• RECORD SET:

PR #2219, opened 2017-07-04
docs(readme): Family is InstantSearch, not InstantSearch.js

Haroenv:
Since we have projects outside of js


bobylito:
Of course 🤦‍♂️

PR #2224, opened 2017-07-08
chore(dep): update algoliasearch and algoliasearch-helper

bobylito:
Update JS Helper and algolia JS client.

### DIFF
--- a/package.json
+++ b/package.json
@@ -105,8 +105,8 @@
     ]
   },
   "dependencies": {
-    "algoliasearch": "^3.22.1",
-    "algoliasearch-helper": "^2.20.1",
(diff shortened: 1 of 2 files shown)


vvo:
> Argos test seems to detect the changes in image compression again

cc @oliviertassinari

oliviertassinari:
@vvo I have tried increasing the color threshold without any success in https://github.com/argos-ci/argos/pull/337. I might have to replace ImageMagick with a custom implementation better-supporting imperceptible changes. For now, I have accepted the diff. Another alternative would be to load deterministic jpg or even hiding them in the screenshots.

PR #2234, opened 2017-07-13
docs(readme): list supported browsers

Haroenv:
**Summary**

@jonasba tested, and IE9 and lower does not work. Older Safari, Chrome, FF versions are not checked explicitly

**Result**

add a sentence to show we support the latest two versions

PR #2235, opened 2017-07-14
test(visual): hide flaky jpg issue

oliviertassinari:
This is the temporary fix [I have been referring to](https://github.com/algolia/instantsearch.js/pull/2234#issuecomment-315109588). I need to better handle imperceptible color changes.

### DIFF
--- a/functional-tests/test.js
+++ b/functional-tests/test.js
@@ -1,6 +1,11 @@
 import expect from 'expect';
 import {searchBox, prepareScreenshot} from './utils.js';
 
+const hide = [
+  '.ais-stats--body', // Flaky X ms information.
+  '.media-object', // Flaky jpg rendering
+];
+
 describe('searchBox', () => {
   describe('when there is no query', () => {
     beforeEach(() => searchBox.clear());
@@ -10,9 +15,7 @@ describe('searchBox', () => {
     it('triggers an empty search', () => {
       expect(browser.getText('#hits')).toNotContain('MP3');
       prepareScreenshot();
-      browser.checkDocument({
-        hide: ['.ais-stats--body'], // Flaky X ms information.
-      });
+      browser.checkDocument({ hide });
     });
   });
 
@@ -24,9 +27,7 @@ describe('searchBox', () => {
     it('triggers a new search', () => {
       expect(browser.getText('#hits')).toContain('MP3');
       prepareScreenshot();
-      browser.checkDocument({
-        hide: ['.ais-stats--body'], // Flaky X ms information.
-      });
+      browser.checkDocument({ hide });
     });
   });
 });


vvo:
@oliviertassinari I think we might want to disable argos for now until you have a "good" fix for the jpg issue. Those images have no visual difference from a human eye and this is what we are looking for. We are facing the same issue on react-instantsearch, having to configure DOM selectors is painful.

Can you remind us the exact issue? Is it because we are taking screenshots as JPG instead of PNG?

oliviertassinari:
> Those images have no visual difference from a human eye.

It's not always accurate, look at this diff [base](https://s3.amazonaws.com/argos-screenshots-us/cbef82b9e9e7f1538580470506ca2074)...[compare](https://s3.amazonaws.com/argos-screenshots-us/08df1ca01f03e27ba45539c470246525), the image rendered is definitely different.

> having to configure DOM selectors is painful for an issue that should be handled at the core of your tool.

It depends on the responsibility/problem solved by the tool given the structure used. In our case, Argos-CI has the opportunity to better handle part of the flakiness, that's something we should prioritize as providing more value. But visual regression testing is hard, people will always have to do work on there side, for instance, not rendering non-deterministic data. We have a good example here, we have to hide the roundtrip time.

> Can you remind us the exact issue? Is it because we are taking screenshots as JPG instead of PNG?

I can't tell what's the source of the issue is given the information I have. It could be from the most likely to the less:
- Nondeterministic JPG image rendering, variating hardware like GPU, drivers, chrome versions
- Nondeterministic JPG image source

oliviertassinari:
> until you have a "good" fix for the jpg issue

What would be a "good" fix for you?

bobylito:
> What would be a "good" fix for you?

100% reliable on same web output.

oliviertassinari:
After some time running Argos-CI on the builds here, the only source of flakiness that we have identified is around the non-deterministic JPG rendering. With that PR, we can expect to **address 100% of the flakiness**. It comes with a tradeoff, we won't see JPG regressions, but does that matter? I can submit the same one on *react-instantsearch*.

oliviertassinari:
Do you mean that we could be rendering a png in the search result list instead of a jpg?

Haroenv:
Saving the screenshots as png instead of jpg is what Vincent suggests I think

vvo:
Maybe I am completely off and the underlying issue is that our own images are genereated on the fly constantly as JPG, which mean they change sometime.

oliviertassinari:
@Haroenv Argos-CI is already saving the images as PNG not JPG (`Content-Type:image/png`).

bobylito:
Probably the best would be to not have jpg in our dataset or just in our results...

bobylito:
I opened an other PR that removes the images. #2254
...
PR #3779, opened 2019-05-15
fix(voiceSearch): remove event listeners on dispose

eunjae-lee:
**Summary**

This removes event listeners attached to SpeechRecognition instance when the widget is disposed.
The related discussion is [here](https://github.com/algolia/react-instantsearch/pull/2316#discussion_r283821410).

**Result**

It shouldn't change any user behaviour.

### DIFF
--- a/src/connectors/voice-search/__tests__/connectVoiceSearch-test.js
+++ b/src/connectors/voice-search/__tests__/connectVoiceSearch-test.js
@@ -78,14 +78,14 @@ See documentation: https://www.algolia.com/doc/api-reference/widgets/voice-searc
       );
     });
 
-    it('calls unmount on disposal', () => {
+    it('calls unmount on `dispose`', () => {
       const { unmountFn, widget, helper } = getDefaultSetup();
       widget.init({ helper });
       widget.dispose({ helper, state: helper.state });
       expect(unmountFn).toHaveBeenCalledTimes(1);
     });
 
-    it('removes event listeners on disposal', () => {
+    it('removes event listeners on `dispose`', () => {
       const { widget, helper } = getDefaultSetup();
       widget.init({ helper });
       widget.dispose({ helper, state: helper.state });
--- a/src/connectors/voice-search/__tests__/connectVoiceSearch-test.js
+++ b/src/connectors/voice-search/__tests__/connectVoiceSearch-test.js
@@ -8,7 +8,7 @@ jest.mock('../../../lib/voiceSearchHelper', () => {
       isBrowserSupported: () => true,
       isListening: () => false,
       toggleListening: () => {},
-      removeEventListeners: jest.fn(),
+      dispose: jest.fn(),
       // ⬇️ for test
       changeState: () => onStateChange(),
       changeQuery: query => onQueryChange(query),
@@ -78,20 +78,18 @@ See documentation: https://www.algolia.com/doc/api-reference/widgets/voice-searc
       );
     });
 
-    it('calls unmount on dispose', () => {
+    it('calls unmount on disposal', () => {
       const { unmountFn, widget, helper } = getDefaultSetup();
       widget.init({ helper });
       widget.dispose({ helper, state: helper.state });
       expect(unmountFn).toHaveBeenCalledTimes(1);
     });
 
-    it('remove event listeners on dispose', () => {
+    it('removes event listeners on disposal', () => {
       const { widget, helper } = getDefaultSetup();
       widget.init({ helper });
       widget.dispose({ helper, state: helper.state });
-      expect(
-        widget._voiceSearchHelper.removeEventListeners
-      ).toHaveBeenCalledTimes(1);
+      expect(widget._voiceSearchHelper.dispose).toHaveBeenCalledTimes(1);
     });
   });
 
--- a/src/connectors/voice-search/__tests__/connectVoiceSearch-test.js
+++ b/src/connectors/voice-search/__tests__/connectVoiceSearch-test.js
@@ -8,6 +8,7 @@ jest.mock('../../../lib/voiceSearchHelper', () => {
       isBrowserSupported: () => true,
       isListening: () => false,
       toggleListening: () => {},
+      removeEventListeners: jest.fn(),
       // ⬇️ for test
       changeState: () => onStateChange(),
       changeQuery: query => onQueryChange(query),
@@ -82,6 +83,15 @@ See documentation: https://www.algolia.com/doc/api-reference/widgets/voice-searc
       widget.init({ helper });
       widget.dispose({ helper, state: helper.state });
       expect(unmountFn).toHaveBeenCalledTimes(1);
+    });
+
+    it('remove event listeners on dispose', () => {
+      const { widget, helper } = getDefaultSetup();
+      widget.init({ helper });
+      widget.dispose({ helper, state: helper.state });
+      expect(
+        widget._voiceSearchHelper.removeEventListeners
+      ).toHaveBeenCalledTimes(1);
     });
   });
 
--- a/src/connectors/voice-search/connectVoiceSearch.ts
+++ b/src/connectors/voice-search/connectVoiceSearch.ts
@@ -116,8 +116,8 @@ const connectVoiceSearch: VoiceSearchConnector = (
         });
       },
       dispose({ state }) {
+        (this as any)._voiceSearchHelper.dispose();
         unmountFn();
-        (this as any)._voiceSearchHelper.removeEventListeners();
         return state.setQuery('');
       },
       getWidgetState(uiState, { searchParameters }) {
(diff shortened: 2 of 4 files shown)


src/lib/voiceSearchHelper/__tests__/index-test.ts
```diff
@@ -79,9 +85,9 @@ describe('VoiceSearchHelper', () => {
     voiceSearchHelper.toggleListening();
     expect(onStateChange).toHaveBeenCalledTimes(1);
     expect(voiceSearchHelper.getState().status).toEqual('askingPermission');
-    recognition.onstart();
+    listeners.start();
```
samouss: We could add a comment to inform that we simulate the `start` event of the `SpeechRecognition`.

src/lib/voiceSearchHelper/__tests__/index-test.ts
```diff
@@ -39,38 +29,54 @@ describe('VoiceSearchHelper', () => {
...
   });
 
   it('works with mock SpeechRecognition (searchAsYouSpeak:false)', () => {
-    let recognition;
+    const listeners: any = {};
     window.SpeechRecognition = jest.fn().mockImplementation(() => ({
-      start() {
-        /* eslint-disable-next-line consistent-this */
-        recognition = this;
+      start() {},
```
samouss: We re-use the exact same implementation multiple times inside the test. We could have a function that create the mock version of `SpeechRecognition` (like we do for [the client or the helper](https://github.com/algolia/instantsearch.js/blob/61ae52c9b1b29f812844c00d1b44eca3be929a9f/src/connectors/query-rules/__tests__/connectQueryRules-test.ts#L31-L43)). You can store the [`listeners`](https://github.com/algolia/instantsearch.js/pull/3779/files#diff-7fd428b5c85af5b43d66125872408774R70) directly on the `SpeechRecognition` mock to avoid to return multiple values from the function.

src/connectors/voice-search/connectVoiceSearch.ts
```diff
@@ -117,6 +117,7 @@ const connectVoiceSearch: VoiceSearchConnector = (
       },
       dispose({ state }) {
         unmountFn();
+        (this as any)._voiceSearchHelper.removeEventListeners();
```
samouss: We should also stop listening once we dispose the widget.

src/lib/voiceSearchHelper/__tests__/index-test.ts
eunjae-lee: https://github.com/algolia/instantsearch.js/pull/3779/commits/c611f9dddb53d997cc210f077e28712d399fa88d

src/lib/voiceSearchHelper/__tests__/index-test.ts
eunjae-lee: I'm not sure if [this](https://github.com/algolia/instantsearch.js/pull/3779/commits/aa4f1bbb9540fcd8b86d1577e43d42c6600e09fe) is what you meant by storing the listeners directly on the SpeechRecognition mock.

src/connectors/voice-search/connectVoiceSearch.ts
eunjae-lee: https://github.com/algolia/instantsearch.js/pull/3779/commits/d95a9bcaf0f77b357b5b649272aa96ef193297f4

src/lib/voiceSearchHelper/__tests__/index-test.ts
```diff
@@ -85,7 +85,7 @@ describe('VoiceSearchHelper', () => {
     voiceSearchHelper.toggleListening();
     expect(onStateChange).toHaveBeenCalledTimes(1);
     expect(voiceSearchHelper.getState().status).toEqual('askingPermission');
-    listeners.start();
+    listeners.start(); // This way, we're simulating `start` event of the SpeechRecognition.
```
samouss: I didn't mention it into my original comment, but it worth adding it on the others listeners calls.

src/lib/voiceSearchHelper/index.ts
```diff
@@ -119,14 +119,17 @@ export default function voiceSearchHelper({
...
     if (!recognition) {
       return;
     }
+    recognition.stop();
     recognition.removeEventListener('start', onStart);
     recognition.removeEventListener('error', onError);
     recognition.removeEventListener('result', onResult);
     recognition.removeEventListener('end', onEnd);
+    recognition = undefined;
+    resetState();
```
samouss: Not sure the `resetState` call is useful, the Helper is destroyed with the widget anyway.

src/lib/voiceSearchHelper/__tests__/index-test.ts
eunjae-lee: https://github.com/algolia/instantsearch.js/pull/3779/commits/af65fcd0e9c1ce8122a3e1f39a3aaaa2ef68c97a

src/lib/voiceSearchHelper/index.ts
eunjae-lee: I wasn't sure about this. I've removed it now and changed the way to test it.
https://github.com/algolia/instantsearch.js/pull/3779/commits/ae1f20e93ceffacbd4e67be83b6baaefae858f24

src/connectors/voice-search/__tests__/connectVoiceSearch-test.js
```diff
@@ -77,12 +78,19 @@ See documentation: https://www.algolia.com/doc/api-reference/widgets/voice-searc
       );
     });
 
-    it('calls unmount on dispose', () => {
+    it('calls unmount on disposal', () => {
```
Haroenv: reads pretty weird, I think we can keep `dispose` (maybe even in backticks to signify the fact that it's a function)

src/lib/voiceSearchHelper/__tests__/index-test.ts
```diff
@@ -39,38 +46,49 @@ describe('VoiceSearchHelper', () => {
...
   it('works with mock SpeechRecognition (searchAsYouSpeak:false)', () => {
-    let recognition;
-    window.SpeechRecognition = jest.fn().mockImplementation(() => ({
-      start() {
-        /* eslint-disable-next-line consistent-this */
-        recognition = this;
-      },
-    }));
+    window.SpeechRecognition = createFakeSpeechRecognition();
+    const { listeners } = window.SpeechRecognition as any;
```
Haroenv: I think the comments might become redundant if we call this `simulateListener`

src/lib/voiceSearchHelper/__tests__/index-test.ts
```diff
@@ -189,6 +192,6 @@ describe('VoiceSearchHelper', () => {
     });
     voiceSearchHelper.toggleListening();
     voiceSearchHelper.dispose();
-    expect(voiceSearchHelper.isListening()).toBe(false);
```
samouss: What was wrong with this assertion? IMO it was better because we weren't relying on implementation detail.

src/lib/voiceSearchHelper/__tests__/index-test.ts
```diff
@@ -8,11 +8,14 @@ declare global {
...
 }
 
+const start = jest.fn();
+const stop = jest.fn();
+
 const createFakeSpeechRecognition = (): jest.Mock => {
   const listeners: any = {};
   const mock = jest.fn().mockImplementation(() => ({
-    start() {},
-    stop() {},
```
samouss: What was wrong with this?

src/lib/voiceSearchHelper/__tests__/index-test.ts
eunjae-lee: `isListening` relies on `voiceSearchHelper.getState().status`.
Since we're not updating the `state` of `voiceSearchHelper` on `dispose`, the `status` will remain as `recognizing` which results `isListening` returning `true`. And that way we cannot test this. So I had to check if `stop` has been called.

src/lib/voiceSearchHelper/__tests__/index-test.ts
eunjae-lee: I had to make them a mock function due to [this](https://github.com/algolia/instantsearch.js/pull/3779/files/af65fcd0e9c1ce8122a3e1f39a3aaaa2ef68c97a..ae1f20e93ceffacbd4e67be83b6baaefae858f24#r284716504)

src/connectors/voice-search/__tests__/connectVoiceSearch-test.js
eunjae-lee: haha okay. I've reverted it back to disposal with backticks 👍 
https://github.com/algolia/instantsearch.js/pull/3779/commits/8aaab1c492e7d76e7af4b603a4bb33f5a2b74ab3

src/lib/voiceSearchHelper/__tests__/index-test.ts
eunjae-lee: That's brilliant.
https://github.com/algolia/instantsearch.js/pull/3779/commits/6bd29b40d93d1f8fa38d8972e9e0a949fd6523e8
---
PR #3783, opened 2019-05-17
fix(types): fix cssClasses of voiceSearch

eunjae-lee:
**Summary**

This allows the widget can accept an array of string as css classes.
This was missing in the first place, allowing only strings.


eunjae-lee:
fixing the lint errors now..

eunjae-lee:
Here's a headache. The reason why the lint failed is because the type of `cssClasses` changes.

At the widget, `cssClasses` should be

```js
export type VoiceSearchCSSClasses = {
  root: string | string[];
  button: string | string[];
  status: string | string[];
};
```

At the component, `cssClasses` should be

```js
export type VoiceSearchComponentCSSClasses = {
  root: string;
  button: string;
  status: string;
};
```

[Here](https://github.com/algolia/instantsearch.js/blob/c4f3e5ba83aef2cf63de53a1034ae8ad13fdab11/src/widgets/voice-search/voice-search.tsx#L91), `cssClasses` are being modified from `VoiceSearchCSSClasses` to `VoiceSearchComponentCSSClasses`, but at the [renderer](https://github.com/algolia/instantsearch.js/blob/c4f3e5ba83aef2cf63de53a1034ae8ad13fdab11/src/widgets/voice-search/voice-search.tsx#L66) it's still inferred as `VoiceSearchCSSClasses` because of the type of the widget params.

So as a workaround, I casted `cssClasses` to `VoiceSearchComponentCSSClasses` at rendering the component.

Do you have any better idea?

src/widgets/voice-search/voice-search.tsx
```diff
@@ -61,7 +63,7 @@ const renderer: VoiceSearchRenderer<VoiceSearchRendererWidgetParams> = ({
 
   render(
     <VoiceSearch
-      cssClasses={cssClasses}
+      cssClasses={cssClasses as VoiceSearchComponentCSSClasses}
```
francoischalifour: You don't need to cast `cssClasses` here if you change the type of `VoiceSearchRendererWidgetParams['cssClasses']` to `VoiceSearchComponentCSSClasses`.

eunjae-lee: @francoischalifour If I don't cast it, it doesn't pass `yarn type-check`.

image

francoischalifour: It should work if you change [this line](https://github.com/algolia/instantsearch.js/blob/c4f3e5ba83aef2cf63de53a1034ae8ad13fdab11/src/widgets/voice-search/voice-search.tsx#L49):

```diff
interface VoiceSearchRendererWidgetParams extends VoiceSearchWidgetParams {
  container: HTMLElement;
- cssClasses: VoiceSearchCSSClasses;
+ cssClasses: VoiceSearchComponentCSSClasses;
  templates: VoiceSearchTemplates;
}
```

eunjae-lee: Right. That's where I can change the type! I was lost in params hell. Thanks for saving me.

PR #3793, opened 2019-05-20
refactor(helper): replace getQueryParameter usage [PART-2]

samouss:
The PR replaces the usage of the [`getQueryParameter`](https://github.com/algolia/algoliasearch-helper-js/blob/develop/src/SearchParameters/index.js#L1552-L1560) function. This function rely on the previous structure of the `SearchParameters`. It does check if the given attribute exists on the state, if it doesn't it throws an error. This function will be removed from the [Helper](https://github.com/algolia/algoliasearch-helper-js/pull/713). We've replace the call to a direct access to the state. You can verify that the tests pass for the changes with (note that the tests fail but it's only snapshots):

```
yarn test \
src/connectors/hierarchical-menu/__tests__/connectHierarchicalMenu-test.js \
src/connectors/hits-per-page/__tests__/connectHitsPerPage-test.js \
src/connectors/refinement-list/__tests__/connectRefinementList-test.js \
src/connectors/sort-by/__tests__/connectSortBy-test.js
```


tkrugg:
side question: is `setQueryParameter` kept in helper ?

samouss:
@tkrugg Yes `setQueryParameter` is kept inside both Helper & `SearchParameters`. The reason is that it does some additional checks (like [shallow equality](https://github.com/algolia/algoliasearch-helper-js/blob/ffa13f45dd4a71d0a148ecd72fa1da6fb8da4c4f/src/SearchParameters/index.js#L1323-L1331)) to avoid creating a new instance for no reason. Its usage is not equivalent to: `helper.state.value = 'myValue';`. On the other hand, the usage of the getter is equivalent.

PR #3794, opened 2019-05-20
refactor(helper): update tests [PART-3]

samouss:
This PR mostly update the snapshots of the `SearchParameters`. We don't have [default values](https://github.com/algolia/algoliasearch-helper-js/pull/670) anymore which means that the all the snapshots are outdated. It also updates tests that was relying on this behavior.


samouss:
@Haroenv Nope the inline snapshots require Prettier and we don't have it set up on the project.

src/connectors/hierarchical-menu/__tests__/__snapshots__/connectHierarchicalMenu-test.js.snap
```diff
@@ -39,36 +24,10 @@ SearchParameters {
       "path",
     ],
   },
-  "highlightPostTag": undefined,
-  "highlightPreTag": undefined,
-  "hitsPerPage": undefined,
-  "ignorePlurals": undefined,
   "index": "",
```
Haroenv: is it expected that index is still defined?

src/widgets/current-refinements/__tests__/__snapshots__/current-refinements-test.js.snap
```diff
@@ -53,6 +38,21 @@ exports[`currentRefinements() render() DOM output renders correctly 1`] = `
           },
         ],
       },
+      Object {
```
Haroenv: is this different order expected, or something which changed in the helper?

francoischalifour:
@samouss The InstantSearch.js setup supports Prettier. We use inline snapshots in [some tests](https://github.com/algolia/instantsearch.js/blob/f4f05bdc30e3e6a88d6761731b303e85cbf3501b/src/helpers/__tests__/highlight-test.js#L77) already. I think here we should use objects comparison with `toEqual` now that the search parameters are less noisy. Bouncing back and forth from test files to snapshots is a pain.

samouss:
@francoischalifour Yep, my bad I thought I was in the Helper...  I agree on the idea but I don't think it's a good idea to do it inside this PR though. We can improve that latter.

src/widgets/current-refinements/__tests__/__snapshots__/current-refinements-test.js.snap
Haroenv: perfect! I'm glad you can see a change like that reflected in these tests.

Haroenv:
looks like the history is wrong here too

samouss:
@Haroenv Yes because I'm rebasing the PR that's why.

• WORK REQUEST:
Please show all lines from the entries that contain the word "structure".

• SOLUTION TO THIS TASK:
It depends on the responsibility/problem solved by the tool given the structure used. In our case, Argos-CI has the opportunity to better handle part of the flakiness, that's something we should prioritize as providing more value. But visual regression testing is hard, people will always have to do work on there side, for instance, not rendering non-deterministic data. We have a good example here, we have to hide the roundtrip time.
The PR replaces the usage of the [`getQueryParameter`](https://github.com/algolia/algoliasearch-helper-js/blob/develop/src/SearchParameters/index.js#L1552-L1560) function. This function rely on the previous structure of the `SearchParameters`. It does check if the given attribute exists on the state, if it doesn't it throws an error. This function will be removed from the [Helper](https://github.com/algolia/algoliasearch-helper-js/pull/713). We've replace the call to a direct access to the state. You can verify that the tests pass for the changes with (note that the tests fail but it's only snapshots):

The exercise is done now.